## Exercise
Transcribe, verbatim, every line from the start of the entries through the line that contains "wrong (and misleading)"; include both boundary lines and omit all others.

## Stored data
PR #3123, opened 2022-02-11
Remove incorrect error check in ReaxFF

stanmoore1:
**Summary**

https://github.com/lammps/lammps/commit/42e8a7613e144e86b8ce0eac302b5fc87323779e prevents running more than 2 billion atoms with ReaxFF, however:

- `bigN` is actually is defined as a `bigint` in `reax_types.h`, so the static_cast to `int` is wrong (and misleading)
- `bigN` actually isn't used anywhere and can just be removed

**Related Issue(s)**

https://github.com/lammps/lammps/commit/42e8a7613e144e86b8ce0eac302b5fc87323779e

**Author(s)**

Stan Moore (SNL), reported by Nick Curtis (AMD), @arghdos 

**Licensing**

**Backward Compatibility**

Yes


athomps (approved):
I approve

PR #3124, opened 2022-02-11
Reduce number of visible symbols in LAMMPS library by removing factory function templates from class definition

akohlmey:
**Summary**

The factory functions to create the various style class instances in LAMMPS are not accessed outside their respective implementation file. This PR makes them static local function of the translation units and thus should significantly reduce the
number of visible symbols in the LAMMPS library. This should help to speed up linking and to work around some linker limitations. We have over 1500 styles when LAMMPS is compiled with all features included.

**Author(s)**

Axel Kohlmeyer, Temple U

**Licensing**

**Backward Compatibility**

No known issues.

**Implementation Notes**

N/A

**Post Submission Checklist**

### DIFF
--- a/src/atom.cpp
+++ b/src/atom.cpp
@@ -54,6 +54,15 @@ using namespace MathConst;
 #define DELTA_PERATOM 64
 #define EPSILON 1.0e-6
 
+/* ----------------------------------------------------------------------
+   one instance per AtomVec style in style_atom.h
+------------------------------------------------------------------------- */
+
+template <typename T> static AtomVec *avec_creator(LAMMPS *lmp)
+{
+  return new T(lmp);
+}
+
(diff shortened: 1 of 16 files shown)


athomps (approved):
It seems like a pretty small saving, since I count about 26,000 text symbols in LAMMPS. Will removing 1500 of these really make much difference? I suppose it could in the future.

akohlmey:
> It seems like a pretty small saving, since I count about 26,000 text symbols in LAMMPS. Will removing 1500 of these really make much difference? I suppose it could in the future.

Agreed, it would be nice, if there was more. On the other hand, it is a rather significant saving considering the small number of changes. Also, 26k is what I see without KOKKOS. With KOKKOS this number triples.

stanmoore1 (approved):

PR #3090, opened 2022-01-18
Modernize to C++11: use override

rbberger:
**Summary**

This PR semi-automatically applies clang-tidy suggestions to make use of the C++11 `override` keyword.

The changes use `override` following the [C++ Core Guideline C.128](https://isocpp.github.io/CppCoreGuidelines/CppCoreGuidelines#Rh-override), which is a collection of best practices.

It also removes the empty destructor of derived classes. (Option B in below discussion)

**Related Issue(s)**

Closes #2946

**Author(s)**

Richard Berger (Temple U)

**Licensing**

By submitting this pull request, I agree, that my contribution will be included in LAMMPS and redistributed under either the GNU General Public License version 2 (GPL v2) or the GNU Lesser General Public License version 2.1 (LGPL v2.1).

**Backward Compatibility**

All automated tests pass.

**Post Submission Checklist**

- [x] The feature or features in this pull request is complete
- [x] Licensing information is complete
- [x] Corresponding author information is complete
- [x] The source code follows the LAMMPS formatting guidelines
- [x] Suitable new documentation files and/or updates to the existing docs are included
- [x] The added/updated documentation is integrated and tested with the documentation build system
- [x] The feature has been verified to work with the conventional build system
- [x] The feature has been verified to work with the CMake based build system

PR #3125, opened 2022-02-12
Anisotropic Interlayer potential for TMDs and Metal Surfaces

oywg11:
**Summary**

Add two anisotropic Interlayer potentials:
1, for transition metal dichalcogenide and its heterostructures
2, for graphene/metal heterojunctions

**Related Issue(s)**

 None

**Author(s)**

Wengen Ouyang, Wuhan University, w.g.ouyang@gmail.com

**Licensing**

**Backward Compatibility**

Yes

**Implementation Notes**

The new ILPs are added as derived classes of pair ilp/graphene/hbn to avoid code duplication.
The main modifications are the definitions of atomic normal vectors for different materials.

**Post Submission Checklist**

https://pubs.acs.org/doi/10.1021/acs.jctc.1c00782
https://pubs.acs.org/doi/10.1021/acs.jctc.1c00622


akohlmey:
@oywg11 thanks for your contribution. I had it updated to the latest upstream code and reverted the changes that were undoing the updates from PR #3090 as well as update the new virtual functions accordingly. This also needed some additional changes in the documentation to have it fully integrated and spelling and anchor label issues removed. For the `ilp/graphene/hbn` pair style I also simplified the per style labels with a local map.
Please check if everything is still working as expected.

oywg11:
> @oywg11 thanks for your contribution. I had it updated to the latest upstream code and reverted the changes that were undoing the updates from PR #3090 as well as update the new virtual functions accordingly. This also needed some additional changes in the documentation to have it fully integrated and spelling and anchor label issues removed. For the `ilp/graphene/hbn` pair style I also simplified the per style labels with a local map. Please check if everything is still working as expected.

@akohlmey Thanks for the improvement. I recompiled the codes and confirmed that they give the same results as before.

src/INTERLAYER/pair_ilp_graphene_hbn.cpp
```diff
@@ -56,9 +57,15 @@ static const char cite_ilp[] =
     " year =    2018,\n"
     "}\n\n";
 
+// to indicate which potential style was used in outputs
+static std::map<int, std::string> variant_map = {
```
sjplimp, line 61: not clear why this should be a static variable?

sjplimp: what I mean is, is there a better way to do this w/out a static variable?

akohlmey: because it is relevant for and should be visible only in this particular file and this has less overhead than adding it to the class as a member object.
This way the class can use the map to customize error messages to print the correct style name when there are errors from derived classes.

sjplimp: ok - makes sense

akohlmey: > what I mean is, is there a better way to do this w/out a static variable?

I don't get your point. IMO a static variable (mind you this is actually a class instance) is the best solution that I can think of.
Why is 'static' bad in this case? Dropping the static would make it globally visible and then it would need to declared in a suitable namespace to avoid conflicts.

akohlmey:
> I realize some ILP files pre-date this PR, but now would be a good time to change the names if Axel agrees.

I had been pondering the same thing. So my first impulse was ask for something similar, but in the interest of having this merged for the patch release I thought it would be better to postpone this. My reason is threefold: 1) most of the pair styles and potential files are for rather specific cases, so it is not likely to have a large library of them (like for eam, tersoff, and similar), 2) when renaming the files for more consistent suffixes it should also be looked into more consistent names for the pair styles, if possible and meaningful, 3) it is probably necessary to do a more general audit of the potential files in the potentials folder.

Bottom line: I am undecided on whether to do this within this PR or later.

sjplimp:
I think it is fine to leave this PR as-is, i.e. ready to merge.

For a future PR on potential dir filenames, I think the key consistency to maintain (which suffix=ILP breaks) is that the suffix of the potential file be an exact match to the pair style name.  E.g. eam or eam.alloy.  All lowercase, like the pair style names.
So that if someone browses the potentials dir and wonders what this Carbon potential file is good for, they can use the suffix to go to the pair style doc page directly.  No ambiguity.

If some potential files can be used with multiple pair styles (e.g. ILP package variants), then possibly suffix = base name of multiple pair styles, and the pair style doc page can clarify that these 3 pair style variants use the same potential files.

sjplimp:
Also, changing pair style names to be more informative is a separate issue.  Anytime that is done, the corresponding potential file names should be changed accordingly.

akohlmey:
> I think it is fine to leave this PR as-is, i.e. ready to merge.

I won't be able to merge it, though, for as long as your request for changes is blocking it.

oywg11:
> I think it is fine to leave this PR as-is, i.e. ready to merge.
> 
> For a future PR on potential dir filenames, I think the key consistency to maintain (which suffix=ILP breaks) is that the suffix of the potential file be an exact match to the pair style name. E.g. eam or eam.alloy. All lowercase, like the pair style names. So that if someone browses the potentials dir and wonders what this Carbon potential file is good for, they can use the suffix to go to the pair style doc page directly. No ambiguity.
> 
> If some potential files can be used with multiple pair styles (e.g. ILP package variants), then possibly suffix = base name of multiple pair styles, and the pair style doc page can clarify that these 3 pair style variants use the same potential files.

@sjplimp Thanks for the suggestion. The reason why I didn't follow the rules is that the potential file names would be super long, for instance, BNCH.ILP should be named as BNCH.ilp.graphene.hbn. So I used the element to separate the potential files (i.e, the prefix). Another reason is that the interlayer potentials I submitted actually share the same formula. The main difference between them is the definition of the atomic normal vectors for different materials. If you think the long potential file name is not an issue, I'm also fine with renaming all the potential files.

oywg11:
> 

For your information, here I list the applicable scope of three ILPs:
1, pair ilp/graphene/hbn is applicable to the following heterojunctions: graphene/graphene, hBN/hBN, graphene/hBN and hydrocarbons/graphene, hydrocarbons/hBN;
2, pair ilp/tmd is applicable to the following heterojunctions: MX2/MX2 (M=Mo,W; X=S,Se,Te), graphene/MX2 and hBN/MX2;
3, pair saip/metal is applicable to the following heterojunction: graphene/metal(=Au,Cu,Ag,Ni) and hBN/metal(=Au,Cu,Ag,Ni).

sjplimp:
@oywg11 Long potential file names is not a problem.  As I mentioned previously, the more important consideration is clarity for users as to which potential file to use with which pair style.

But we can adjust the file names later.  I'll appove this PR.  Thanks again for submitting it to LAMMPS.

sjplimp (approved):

## Reply
PR #3123, opened 2022-02-11
Remove incorrect error check in ReaxFF

stanmoore1:
**Summary**

https://github.com/lammps/lammps/commit/42e8a7613e144e86b8ce0eac302b5fc87323779e prevents running more than 2 billion atoms with ReaxFF, however:

- `bigN` is actually is defined as a `bigint` in `reax_types.h`, so the static_cast to `int` is wrong (and misleading)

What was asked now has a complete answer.